Control over Dougherty Valley clubs has continued due to the multitude of “plastic” clubs coming into play each year, only to disappear halfway throughout. Due to DV’s competitive environment inherent in the school, Dougherty Valley students often participate in clubs solely for a resume booster. Dougherty Valley’s club culture reveals a lack of passion because many students fall prey to the pressures of obtaining as many leadership positions as possible to smack onto their college applications. A quick perusal of Club Day last year exposes an almost outrageous amount of incredibly similar clubs, which often fall among the lines of community service. Though service is undoubtedly a beneficial thing, the sheer amount of service clubs DVHS houses is somewhat off-putting.  In the past, administration has tried to enforce stricter application processes, but these methods have proven insufficient, as “plastic clubs” seem to be a persisting problem.

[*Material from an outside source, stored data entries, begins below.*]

PR #279, opened 2025-12-24
chore: speed up engine builds with incremental namespacing

doorgan:
Drastically improves Engine load times by incrementally namespacing engine files

Rather than complicating the transformer modules to make them aware of which files should be touched and which shouldn't, we:

1. Figure out which files are new, change and which should be deleted from the output directory
2. Delete the files that are flagged for deletion in the output folder
3. Copy the new+changed files to a temporary folder
4. Namespace that folder
5. Copy the contents of the temp folder to the output folder

This achieves the same with the slight overhead of creating and cleaning up a temporary folder.

In my test on my m2 macbook I got the times down from ~10 seconds to 800-1200ms.

### DIFF
--- a/apps/expert/lib/expert.ex
+++ b/apps/expert/lib/expert.ex
@@ -25,10 +25,7 @@ defmodule Expert do
 
   @dialyzer {:nowarn_function, apply_to_state: 2}
 
-  @external_resource "../../version.txt"
-  @version "../../version.txt" |> File.read!() |> String.trim()
-
-  def vsn, do: @version
+  def vsn, do: :expert |> Application.spec(:vsn) |> to_string()
 
   def get_lsp, do: :persistent_term.get(:expert_lsp, nil)
 


apps/expert/lib/expert/engine_node.ex
```diff
@@ -89,6 +89,7 @@ defmodule Expert.EngineNode do
 
             {:error, reason} ->
               IO.puts("error starting node: #{inspect(reason)}")
+              IO.puts("error starting node:\n #{inspect(reason)}")
```
Moosieus: nit: duplicate

apps/forge/lib/mix/tasks/namespace.ex
```diff
@@ -30,28 +30,69 @@ defmodule Mix.Tasks.Namespace do
...
+
+    entries_to_namespace =
+      classification.new ++ classification.changed
+
+    Mix.Shell.IO.info("""
+    Namespacing #{length(entries_to_namespace)} files:
+      New: #{length(classification.new)}
+      Changed: #{length(classification.changed)}
+      Deleted: #{length(classification.deleted)}
+    """)
```
Moosieus: nit: move this to a `log_entries_to_namespace(classification)` function

Moosieus:
I wonder if Briefly is handling Windows' file system properly.

doorgan:
It does! It creates something like `C:\Users\Dorgan\AppData\Local\Temp/briefly--5764607095903232-YiSQwcVeeltDoQnC53r7/briefly-5764606969264128-2dncVrKcfGsPTZ2JmgPO
`

Moosieus:
Maybe a file permission issue? I'm grasping at straws.

This PR reads solid otherwise.

mhanberg:
Question, we don't need to namespace everytime during a normal release, correct? meaning you downloaded expert via a package manager, github releases, or are building a specific release from source.

I think in that case, we don't need to namespace every time? Only the first time.

In the case that we are working in development, we can maybe have an env var or just use mix env dev to namespace every time.

I'll still review this tho.

doorgan:
@mhanberg we need to do that for nightly since the engine builds are "namespaced" by the expert version(which right now is always 0.1.0)
Unless we append the nightly commit hash to the version?

Even if we do that it's still beneficial to do incremental namespacing, it cuts down iteration time while developing

mhanberg:
Nightly should already have the commit hash appended to it. 

It's locally compiled releases that only have '0.1.0'

doorgan:
Ah, I didn't realize we do that to `version.txt` for nightly, that does simplify things. Changing `Expert.vsn/0` to read that file instead of the mix config does the trick for published releases

mhanberg (approved):

apps/expert/lib/expert.ex
```diff
@@ -25,7 +25,8 @@ defmodule Expert do
 
   @dialyzer {:nowarn_function, apply_to_state: 2}
 
-  @version Mix.Project.config()[:version]
+  @external_resource "../../version.txt"
+  @version "../../version.txt" |> File.read!() |> String.trim()
```
mhanberg: I think this can read from `Application.spec(:expert, :vsn)` at runtime instead of reading from the file at compile time.

PR #280, opened 2025-12-27
fix(expert): print to stderr when no transport argument provided

badosu:
This should fix initialization error not present in lsp logs for neovim, as stderr seems to be logged (and stdout ignored).


mhanberg:
❤️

This year, students wonder why the club bylaws are enforced now, as they seem to have popped out of nowhere.

Head of Campus Life Christopher Bried, reveals that the school is on audit, and therefore, Leadership needs to solidify the club bylaws “so that they are concrete because we’re being super careful about budgets and fundraising.”

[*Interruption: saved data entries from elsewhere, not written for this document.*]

PR #282, opened 2025-12-31
fix(expert): save new configuration after `workspace/didChangeConfiguration`

katafrakt:
State handler of workspace/didChangeConfiguration message was always returning old configuration, so the changes to dialyzer support were not preserved.

This is maybe not super important, as the dialyzer config does not seem to be used anywhere, but it gets the general `didChangeConfiguration` flow right for the future - and I would like to add `projectDir` change handled by `didChangeConfiguration`, as this is default way to tweak the setting per-project in Emacs.

### DIFF
--- a/apps/expert/lib/expert/state.ex
+++ b/apps/expert/lib/expert/state.ex
@@ -84,8 +84,6 @@ defmodule Expert.State do
         GenLSP.request(Expert.get_lsp(), request)
         {:ok, %__MODULE__{state | configuration: config}}
     end
-
-    {:ok, state}
   end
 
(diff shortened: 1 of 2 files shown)


mhanberg:
Can you clarify what you are seeing a bit more? We don't support dialyzer at all nor a projectDir configuration option.

katafrakt:
@mhanberg I'm not actually _seeing_ anything as such. I wanted to see if I can add support for dynamically setting `projectDir` via `didChangeConfiguration` (as otherwise I have problems with monorepo dir structure in Emacs), but found this on the way and decided to make a separate PR - because it does look like a bug in the code.

However, if you think it does not make sense or should be included in a potential larger PR, I'm fine with closing this one.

Clubs will now adhere to rigid guidelines from the Fiscal Crisis and Management Assistance Team (FCMAT). Among these guidelines includes a rule that states that clubs cannot have co-officers unless they have over 150 active members.                                  

Most club officers, who have well established their executive board, are outraged.

Key Club President Rose Baatarchuluu believes the rule to be “ridiculous”, elaborating further on the fundraiser budget form, which requires clubs to detail their fundraisers for the entire year.

Baatarchuluu says, “The fundraising budget form is unrealistic and I doubt any club will [follow] it because clubs never know what they’ll do later on, date-wise.”

Although many club officers believe that the fundraising budget form is unnecessary, Bried highlights the benefits of knowing the dates of fundraisers ahead of time.

“We want clubs to have the best fundraiser as possible so that no two clubs are selling, for example, boba on the same day.”

In addition, the fundraising budget form is not an entirely new aspect of the club bylaws, as clubs were required to complete it last year.

Other clubs are irked that they are forced to turn in a budget form, even if they are not a fundraising club.

“I don’t see a need to turn a budget that says zero on it because that’s a waste of paper and time for both me and my club’s advisor,” said Bibhav Poudel, President of five clubs: Science Bowl, Quiz Bowl, Physics Club, Chemistry Club and HOSA.

Poudel also expresses his dislike for the 150 active members for co-officers rule, asserting that “even 30 or 40 members need co-officers because managing a club is hard.”

Overall, reactions from club presidents have been mostly negative, with many feeling discouraged with the new requirements. Some, however, see the situation in a more positive light.

Speech and Debate Club President Sameer Ziaee points out, “I personally think [the club bylaws] are needed. With the amount of clubs we have at our school, I think Leadership is doing a good job to take out the clubs that are perceived to simply die out within two or three months.”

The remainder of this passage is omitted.